(Saved data entries)
Issue #477, opened 2020-09-14
It should be possible to set a custom Gist description


codebytere:
Right now it's hardcoded to 'Electron Fiddle Gist' which is pretty annoying when there are hundreds of them. 

I'll take this one if you all think it's a good idea!

erickzhao:
I'm definitely a 👍  on this.

On a related note, since we use [namor](https://www.npmjs.com/package/namor) to generate the Fiddle app title, we could set the Gist's title to that to at least have some sort of uniqueness to the Gist names even if a custom title is not set,

codebytere:
@erickzhao ooh as a stopgap that sounds great to me for now to set as a default! Wrangling custom descriptions will require some new UI that'll probably require some more thought 🤔

PR #492, opened 2020-09-25
feat: allow setting gist description

codebytere:
Closes https://github.com/electron/fiddle/issues/477.

This introduces a means to set a custom description for each Gist that's published to GitHub. This is useful when creating many gists since they're hard to differentiate with the same name.

Screen Shot 2020-09-29 at 8 01 29 PM

### DIFF
--- a/src/renderer/components/commands-action-button.tsx
+++ b/src/renderer/components/commands-action-button.tsx
@@ -14,6 +14,7 @@ import * as React from 'react';
 import { when } from 'mobx';
 import {
   EditorValues,
+  GenericDialogType,
   GistActionState,
   GistActionType,
 } from '../../interfaces';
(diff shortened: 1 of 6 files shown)


erickzhao (commented):
I feel like this UI is good enough to ship -- I don't have any issues with the way it's handled!

codebytere:
@erickzhao should be good to go!

src/renderer/components/commands-action-button.tsx
```diff
@@ -105,6 +106,26 @@ export class GistActionButton extends React.Component<
...
+      label: 'Please provide a brief description for your Fiddle Gist',
+      cancel: 'Skip',
+      wantsInput: true,
+      placeholder: 'Electron Fiddle Gist',
+    });
+
+    appState.isGenericDialogShowing = true;
+    await when(() => !appState.isGenericDialogShowing);
+
+    return appState.genericDialogLastInput ?? 'Electron Fiddle Gist';
```
erickzhao, line 126: The Okay button here does the same thing as the Skip one. 

If we want a true skip, this should also short-circuit to `Electron Fiddle Gist` if  `appState.genericDialogLastResult` is false.

However, I'd personally be okay with not having a `Skip` button altogether, and just publishing the placeholder if someone presses "Okay" without entering a string.

src/renderer/components/commands-action-button.tsx
```diff
@@ -105,6 +106,26 @@ export class GistActionButton extends React.Component<
     }
   }
 
+  public async getFiddleDescriptionFromUser(): Promise<string> {
+    const { appState } = this.props;
+
+    // Reset potentially non-null last description.
+    appState.genericDialogLastInput = null;
+
+    appState.setGenericDialogOptions({
```
erickzhao, line 115: Maybe set `ok: 'Publish'` so that the copy is clearer in the dialog.

src/renderer/components/dialog-generic.tsx
```diff
@@ -34,8 +38,16 @@ export class GenericDialog extends React.Component<GenericDialogProps> {
...
+    const {
+      type,
+      ok,
+      cancel,
+      label,
+      wantsInput,
+      placeholder,
+    } = genericDialogOptions;
 
+    const shouldShowInput = wantsInput && placeholder;
```
erickzhao, line 50: Would it make sense to make this placeholder optional?

erickzhao (changes requested):

erickzhao (approved):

▸ Instructions to follow: Transcribe the records. Keep every word exactly as it stands.

▸ Your solution:
Issue #477, opened 2020-09-14
It should be possible to set a custom Gist description


codebytere:
Right now it's hardcoded to 'Electron Fiddle Gist' which is pretty annoying when there are hundreds of them. 

I'll take this one if you all think it's a good idea!

erickzhao:
I'm definitely a 👍  on this.

On a related note, since we use [namor](https://www.npmjs.com/package/namor) to generate the Fiddle app title, we could set the Gist's title to that to at least have some sort of uniqueness to the Gist names even if a custom title is not set,

codebytere:
@erickzhao ooh as a stopgap that sounds great to me for now to set as a default! Wrangling custom descriptions will require some new UI that'll probably require some more thought 🤔

PR #492, opened 2020-09-25
feat: allow setting gist description

codebytere:
Closes https://github.com/electron/fiddle/issues/477.

This introduces a means to set a custom description for each Gist that's published to GitHub. This is useful when creating many gists since they're hard to differentiate with the same name.

Screen Shot 2020-09-29 at 8 01 29 PM

### DIFF
--- a/src/renderer/components/commands-action-button.tsx
+++ b/src/renderer/components/commands-action-button.tsx
@@ -14,6 +14,7 @@ import * as React from 'react';
 import { when } from 'mobx';
 import {
   EditorValues,
+  GenericDialogType,
   GistActionState,
   GistActionType,
 } from '../../interfaces';
(diff shortened: 1 of 6 files shown)


erickzhao (commented):
I feel like this UI is good enough to ship -- I don't have any issues with the way it's handled!

codebytere:
@erickzhao should be good to go!

src/renderer/components/commands-action-button.tsx
```diff
@@ -105,6 +106,26 @@ export class GistActionButton extends React.Component<
...
+      label: 'Please provide a brief description for your Fiddle Gist',
+      cancel: 'Skip',
+      wantsInput: true,
+      placeholder: 'Electron Fiddle Gist',
+    });
+
+    appState.isGenericDialogShowing = true;
+    await when(() => !appState.isGenericDialogShowing);
+
+    return appState.genericDialogLastInput ?? 'Electron Fiddle Gist';
```
erickzhao, line 126: The Okay button here does the same thing as the Skip one. 

If we want a true skip, this should also short-circuit to `Electron Fiddle Gist` if  `appState.genericDialogLastResult` is false.

However, I'd personally be okay with not having a `Skip` button altogether, and just publishing the placeholder if someone presses "Okay" without entering a string.

src/renderer/components/commands-action-button.tsx
```diff
@@ -105,6 +106,26 @@ export class GistActionButton extends React.Component<
     }
   }
 
+  public async getFiddleDescriptionFromUser(): Promise<string> {
+    const { appState } = this.props;
+
+    // Reset potentially non-null last description.
+    appState.genericDialogLastInput = null;
+
+    appState.setGenericDialogOptions({
```
erickzhao, line 115: Maybe set `ok: 'Publish'` so that the copy is clearer in the dialog.

src/renderer/components/dialog-generic.tsx
```diff
@@ -34,8 +38,16 @@ export class GenericDialog extends React.Component<GenericDialogProps> {
...
+    const {
+      type,
+      ok,
+      cancel,
+      label,
+      wantsInput,
+      placeholder,
+    } = genericDialogOptions;
 
+    const shouldShowInput = wantsInput && placeholder;
```
erickzhao, line 50: Would it make sense to make this placeholder optional?

erickzhao (changes requested):

erickzhao (approved):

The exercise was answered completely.